PR #376, opened 2021-08-02
refactor: 💡 Convert SQFormResetInitialValuesButton to typescript Ref #244

mishaqkhan:
Loom of it functioning in storybook:

https://www.loom.com/share/a02b663efdfa4f2fb9c73c524e4a93cc


20BBrown14 (approved):

src/components/SQForm/SQFormResetInitialValuesButton.tsx
```diff
@@ -1,9 +1,28 @@
 import React from 'react';
-import PropTypes from 'prop-types';
+import {FormikValues, FormikState} from 'formik';
 import {useDialog} from '@selectquotelabs/sqhooks';
 import {DialogAlert, TextButton} from 'scplus-shared-components';
 import {useFormButton} from './useFormButton';
 
+interface Props {
```
20BBrown14, line 7: I believe we're using ${componentName}Props for these interfacts

src/components/SQForm/SQFormResetInitialValuesButton.tsx
```diff
@@ -13,14 +32,15 @@ function SQFormResetInitialValuesButton({
...
-}) {
+}: Props): JSX.Element {
   const {isDialogOpen, openDialog, closeDialog} = useDialog();
-  const {values, resetForm} = useFormButton(isDisabled);
+  const {values, resetForm} = useFormButton(isDisabled, false);
 
-  const handlePrimaryButtonClick = () => {
-    resetForm({
+  const handlePrimaryButtonClick = (): void => {
+    //TODO: Remove ResetForm and FormikValues once useFormButton is TSified
```
codyarose, line 40: `useFormButton` has already been converted to TS, but looks like its types can be improved

codyarose: #382

codyarose: Merged #382. Pull that change in and see if the types are working

mishaqkhan: Sure thanks

src/components/SQForm/SQFormResetInitialValuesButton.tsx
```diff
@@ -13,14 +30,15 @@ function SQFormResetInitialValuesButton({
   tooltip = 'Reset Button',
   initialValuesObject = {},
   ...props
-}) {
+}: SQFormResetInitialValuesButtonProps): JSX.Element {
   const {isDialogOpen, openDialog, closeDialog} = useDialog();
-  const {values, resetForm} = useFormButton(isDisabled);
+  const {values, resetForm} = useFormButton(isDisabled, false);
```
codyarose, line 35: > Still getting error on values.

`useFormButton` now accepts a `Values` generic that will tell `useFormikContext` what shape the form's values are in. With that, the `values` that is returned from `useFormButton` will be typed to what is passed in as the generic. 
So, we need to pass in the type of the values object:
```suggestion
  const {values, resetForm} = useFormButton<typeof initialValuesObject>(isDisabled, false);
```
Then `values` will no longer need to be cast as `FormikValues`

codyarose (changes requested):

codyarose (approved):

## [Goal of the exercise]
Every line above that holds the word "from" needs to be copied.

## [Final answer]
 import React from 'react';
-import PropTypes from 'prop-types';
+import {FormikValues, FormikState} from 'formik';
 import {useDialog} from '@selectquotelabs/sqhooks';
 import {DialogAlert, TextButton} from 'scplus-shared-components';
 import {useFormButton} from './useFormButton';
`useFormButton` now accepts a `Values` generic that will tell `useFormikContext` what shape the form's values are in. With that, the `values` that is returned from `useFormButton` will be typed to what is passed in as the generic. 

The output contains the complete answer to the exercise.